Exercise materials Block Start

PR #25933, opened 2018-03-24
Add .text-decoration-none utility class

swrobel:
ref: https://github.com/twbs/bootstrap/pull/23881#issuecomment-337789596


swrobel:
Come on guys, this totally could've made 4.1!

PR #25934, opened 2018-03-24
Fix css-docs scripts

patrik-csak:
- In `css-compile-docs` script, change `docs.min.css` to `docs.css` because it's not minified
- In `css-prefix-docs` script:
  - Point PostCSS at `docs.css` instead of `docs.min.css`
  - Exclude `docs.min.css` so it's consistent with the `css-prefix` script
- In `css-minify-docs` script, change clean-css input file from `docs.min.css` to `docs.css`
- Add `docs.css` and `docs.css.map`, which is consitent with the tracked built files in `dist/css`


ptrkcsk:
I included the updates to `docs/` as they are the result of the `css-prefix-docs` script, but I'm not sure if they're in the scope of this PR.

mdo:
This isn't necessary IMO. Our build scripts are always used to create minified docs CSS—we'll have have a non-minified one when developing our docs. Thus, there's no need to create and have Git track another file in the repo. Thanks, though!

ptrkcsk:
Ah, got it. Thanks for maintaining Bootstrap, @mdo.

Exercise materials Block End

> [Task prompt] Please print the material again in full, exactly as it is.

> [Exercise response]
PR #25933, opened 2018-03-24
Add .text-decoration-none utility class

swrobel:
ref: https://github.com/twbs/bootstrap/pull/23881#issuecomment-337789596


swrobel:
Come on guys, this totally could've made 4.1!

PR #25934, opened 2018-03-24
Fix css-docs scripts

patrik-csak:
- In `css-compile-docs` script, change `docs.min.css` to `docs.css` because it's not minified
- In `css-prefix-docs` script:
  - Point PostCSS at `docs.css` instead of `docs.min.css`
  - Exclude `docs.min.css` so it's consistent with the `css-prefix` script
- In `css-minify-docs` script, change clean-css input file from `docs.min.css` to `docs.css`
- Add `docs.css` and `docs.css.map`, which is consitent with the tracked built files in `dist/css`


ptrkcsk:
I included the updates to `docs/` as they are the result of the `css-prefix-docs` script, but I'm not sure if they're in the scope of this PR.

mdo:
This isn't necessary IMO. Our build scripts are always used to create minified docs CSS—we'll have have a non-minified one when developing our docs. Thus, there's no need to create and have Git track another file in the repo. Thanks, though!

ptrkcsk:
Ah, got it. Thanks for maintaining Bootstrap, @mdo.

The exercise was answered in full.